Ich grüße Sie alle mit dem Word für den Monat Februar:
"Freut euch darüber, dass eure Namen im Himmel verzeichnet sind!" (Lukas 10,20)
So sagt Jesus zu seinen Jüngern, als sie voll Begeisterung zu ihm zurückkommen und berichten, dass ihnen auch die bösen Geister untertan sind in seinem Namen. Das würden wir uns auch manchmal wünschen, vor allem in dieser Corona-Zeit, dass uns nichts Schlimmes etwas anhaben kann, dass wir alle Krankheiten und Nöte besiegen könnten.  Darüber freuen wir uns schon, wenn es uns auch nur ein einziges Mal gelingt. Wenn wir das immer könnten, - das wäre eine Freude! Aber Jesus sagt seinen Jüngern:
"Doch darüber freut euch nicht, dass euch die Geister untertan sind. Freut euch aber, dass eure Namen im Himmel geschrieben sind."
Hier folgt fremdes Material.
PR #1673, opened 2022-01-24
Handle recursive metadata in ReactNative

lemnik:
## Goal
Re-introduce the changes made in [#1643](https://github.com/bugsnag/bugsnag-js/pull/1643) with fixes to the tests, and an additional `makeSafe` call in `plugin-react-native-client-sync` to ensure that metadata included in Breadcrumbs is also safe to cross the React Native JS Bridge.

Make it safe to specify complex and recursive objects as metadata for breadcrumbs and events in react native applications.

## Design
Added a new `makeSafe` function to the `delivery-react-native` which behaves similarly to the `safe-json-stringify` module but specifically for the react native JS bridge, which does not invoke `toJSON` functions.

## Testing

Den ersten Satz hat man bei der Auswahl für den Monatsspruch lieber weggelassen. Das erschien wohl zu kompliziert.
Ich denke aber, dass erst im Gegensatz zu ihm wirklich richtig deutlich wird, was Jesus da seinen Jüngern und auch uns sagen will. Es kommt nicht darauf an, dass wir in Jesu Namen große Wunder wirken, selbst wer weiß wie viele Menschen heilen und retten, Großartiges leisten und tun, eben beweisen, dass wir stärker und mächtiger sind als die größten und mächtigsten Geister.
Danach werden wir von Gott nicht bewertet. Es kommt einzig und allein darauf an, dass unsere Namen im Himmel verzeichnet sind. Und wir dürfen wissen und glauben, dass Gott auch unsere Namen schon im Himmel aufgeschrieben hat.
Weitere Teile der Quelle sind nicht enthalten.